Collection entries
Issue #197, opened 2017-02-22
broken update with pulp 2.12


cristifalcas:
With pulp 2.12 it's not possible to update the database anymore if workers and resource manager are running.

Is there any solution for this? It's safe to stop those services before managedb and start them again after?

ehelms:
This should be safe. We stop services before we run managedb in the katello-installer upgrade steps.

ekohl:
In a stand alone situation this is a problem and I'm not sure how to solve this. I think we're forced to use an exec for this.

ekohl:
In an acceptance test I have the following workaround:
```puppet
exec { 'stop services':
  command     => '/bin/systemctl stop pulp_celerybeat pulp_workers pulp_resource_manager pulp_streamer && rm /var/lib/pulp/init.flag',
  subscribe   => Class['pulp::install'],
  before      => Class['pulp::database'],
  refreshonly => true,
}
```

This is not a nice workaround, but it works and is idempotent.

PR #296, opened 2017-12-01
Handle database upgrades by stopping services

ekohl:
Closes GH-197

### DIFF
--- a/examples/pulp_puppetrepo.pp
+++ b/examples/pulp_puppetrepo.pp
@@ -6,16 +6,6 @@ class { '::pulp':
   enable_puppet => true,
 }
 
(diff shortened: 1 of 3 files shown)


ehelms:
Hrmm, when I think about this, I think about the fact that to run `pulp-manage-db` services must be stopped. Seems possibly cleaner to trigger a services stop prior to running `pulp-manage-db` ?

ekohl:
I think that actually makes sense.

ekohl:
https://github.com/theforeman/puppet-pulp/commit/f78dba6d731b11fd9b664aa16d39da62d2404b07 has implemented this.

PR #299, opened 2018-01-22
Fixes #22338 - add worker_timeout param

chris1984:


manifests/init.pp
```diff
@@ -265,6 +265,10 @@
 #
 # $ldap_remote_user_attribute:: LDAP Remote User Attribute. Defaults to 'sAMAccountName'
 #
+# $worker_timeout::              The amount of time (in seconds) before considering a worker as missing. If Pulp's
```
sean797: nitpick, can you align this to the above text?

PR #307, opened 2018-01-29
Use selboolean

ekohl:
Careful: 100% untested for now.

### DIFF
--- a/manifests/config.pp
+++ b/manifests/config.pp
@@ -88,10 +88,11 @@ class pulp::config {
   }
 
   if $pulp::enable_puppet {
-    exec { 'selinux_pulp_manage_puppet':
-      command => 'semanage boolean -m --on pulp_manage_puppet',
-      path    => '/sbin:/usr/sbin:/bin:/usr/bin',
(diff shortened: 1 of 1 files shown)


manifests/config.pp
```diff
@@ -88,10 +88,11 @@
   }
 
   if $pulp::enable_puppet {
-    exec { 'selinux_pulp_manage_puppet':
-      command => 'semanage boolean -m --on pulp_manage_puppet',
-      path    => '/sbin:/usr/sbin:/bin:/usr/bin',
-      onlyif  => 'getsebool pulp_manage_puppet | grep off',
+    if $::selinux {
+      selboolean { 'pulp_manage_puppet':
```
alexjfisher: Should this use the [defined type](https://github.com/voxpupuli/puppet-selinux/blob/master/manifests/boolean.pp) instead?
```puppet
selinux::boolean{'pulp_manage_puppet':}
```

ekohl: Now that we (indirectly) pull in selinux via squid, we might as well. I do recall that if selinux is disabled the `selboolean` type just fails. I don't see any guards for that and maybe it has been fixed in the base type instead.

• [Action item]: Each line of the entries above that includes the string "examples" should be copied out.

• [Task response]:
--- a/examples/pulp_puppetrepo.pp
+++ b/examples/pulp_puppetrepo.pp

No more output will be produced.